### Entries provided
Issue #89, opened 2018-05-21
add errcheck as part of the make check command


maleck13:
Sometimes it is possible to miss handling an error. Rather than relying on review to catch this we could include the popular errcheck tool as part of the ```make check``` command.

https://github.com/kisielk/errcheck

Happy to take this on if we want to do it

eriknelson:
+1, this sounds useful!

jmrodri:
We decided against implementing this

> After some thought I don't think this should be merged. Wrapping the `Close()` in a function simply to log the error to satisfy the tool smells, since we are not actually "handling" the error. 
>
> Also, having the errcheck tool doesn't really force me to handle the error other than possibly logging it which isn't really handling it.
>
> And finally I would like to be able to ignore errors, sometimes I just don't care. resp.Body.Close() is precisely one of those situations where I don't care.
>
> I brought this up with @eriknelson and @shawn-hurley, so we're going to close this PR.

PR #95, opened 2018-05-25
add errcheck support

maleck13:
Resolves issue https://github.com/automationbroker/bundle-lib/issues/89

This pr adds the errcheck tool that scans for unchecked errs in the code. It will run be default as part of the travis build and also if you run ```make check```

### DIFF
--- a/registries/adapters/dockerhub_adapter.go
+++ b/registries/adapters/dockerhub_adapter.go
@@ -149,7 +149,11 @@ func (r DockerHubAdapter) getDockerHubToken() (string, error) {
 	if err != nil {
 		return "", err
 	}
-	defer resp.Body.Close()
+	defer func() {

--

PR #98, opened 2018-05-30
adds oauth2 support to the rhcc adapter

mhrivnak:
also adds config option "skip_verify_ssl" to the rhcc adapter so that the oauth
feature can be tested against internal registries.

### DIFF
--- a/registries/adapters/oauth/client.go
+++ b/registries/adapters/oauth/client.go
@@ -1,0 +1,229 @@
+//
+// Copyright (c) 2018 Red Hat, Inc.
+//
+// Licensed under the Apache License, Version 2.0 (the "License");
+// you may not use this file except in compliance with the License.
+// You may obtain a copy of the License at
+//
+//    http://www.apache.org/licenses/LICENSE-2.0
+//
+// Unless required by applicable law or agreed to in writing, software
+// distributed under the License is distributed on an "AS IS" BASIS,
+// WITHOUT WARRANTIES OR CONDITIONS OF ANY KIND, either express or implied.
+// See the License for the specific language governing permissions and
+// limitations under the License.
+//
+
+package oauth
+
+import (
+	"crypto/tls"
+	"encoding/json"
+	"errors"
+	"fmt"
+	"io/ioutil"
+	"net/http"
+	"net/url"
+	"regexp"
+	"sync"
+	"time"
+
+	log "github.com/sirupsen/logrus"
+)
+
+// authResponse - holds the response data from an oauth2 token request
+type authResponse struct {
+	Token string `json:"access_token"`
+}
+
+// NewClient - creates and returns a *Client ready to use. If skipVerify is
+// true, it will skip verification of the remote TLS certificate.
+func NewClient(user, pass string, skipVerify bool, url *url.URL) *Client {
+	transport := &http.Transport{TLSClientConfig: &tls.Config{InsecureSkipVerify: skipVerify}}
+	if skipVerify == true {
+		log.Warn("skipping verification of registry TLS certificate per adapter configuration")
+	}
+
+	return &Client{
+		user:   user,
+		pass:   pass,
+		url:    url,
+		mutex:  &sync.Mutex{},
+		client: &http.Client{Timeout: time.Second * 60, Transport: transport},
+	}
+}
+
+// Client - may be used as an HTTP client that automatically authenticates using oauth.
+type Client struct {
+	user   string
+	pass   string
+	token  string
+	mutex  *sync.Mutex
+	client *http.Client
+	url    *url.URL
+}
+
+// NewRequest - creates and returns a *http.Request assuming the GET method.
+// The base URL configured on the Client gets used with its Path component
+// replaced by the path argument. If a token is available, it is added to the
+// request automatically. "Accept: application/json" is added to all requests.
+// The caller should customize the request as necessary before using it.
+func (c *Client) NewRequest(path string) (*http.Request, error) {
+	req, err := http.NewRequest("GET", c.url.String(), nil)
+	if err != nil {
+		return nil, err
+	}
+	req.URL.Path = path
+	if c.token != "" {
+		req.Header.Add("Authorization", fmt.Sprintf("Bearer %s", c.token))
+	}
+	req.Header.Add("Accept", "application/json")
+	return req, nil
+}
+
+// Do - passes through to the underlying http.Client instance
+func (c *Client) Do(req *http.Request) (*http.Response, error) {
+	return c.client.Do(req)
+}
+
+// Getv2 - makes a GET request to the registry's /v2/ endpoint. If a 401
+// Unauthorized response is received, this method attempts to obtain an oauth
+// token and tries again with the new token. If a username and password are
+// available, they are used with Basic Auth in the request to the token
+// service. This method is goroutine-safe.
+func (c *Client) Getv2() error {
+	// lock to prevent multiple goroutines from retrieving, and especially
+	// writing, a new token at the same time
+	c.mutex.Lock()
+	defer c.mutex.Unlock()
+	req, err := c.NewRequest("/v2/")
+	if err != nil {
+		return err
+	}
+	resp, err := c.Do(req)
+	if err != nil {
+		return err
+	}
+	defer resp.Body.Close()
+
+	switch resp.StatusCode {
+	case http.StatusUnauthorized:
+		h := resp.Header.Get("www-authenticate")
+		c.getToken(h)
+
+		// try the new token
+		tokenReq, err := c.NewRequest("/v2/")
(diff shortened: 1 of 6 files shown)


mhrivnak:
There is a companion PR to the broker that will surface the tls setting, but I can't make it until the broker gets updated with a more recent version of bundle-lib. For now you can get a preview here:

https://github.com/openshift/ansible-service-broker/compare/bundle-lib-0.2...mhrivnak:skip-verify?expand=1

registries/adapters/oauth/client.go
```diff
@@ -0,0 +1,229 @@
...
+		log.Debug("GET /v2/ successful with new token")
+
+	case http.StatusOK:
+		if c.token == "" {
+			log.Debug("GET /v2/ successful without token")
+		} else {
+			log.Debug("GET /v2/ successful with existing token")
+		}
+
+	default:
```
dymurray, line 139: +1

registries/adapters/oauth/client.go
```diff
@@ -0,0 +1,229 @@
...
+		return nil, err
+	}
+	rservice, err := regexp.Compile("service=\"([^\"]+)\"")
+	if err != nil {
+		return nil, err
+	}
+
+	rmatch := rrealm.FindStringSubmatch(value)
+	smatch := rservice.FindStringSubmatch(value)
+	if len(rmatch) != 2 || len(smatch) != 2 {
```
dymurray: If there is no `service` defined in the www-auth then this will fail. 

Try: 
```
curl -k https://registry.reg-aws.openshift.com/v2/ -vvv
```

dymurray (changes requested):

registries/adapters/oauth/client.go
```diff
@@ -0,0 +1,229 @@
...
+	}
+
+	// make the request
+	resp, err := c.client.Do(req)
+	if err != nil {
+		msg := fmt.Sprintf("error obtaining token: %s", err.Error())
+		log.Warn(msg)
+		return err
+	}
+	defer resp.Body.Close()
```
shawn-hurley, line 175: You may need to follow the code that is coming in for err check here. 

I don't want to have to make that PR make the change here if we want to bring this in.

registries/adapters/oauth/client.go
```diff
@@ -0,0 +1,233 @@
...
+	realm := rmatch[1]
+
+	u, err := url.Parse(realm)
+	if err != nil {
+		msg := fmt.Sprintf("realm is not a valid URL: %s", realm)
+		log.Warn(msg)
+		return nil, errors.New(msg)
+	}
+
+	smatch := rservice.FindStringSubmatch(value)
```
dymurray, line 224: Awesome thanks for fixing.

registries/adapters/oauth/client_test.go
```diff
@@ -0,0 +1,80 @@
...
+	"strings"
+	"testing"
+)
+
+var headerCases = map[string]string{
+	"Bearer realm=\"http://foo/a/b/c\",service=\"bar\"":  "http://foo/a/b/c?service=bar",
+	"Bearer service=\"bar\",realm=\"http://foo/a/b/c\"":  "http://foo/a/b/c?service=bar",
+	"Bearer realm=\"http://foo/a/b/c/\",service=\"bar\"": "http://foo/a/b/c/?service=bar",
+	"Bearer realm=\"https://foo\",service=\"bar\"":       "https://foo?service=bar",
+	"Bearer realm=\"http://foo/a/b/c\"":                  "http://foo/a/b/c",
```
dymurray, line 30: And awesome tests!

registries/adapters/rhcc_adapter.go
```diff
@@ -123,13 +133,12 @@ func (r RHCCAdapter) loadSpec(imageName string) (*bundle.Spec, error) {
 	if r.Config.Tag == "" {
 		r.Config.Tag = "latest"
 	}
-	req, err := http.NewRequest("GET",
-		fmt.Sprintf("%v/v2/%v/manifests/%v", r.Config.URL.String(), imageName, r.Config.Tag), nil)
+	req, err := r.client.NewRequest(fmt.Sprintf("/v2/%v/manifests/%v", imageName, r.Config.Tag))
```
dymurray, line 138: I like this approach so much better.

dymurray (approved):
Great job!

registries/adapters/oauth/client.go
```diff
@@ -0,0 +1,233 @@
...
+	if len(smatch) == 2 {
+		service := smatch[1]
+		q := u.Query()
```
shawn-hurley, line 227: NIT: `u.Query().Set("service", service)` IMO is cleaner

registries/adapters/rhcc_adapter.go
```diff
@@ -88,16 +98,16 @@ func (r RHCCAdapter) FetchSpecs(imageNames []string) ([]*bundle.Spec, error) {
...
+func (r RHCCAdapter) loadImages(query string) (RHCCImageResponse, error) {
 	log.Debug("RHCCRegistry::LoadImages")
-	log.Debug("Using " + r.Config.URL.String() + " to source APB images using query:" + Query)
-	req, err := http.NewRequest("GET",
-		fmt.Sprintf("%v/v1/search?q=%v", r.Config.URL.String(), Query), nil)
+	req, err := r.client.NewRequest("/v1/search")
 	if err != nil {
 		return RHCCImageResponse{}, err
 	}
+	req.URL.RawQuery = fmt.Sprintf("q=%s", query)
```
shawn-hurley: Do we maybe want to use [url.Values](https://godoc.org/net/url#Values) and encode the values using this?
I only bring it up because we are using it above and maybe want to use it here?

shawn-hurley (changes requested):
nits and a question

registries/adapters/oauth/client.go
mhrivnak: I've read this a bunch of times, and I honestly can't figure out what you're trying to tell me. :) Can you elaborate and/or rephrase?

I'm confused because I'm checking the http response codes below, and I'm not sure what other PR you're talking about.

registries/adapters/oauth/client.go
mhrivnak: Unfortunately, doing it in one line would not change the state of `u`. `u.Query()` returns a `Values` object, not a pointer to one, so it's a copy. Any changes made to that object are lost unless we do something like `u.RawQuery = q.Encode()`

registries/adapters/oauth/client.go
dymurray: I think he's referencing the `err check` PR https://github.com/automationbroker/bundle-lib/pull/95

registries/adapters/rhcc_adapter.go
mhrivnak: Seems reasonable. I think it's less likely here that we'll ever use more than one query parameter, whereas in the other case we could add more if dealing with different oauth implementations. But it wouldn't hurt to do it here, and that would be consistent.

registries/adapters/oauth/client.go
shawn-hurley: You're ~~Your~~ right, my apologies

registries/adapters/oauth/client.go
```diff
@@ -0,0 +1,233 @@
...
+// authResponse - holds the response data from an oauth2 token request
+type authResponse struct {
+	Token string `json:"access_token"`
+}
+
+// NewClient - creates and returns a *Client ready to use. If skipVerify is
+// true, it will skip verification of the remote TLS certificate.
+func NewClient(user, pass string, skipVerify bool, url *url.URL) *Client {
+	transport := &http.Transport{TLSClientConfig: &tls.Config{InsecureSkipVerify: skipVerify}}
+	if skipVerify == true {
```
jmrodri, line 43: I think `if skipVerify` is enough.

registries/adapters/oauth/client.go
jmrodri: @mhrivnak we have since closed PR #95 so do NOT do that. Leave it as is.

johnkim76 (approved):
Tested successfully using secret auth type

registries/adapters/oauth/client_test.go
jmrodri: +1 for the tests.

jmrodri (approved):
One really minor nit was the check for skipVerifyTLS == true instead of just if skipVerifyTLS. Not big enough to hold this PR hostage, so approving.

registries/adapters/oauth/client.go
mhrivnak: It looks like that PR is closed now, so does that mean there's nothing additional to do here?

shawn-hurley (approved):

### Required work
Every line above in which the word "writing" is present must be copied into the answer.

### Answer section
+// Unless required by applicable law or agreed to in writing, software
+	// writing, a new token at the same time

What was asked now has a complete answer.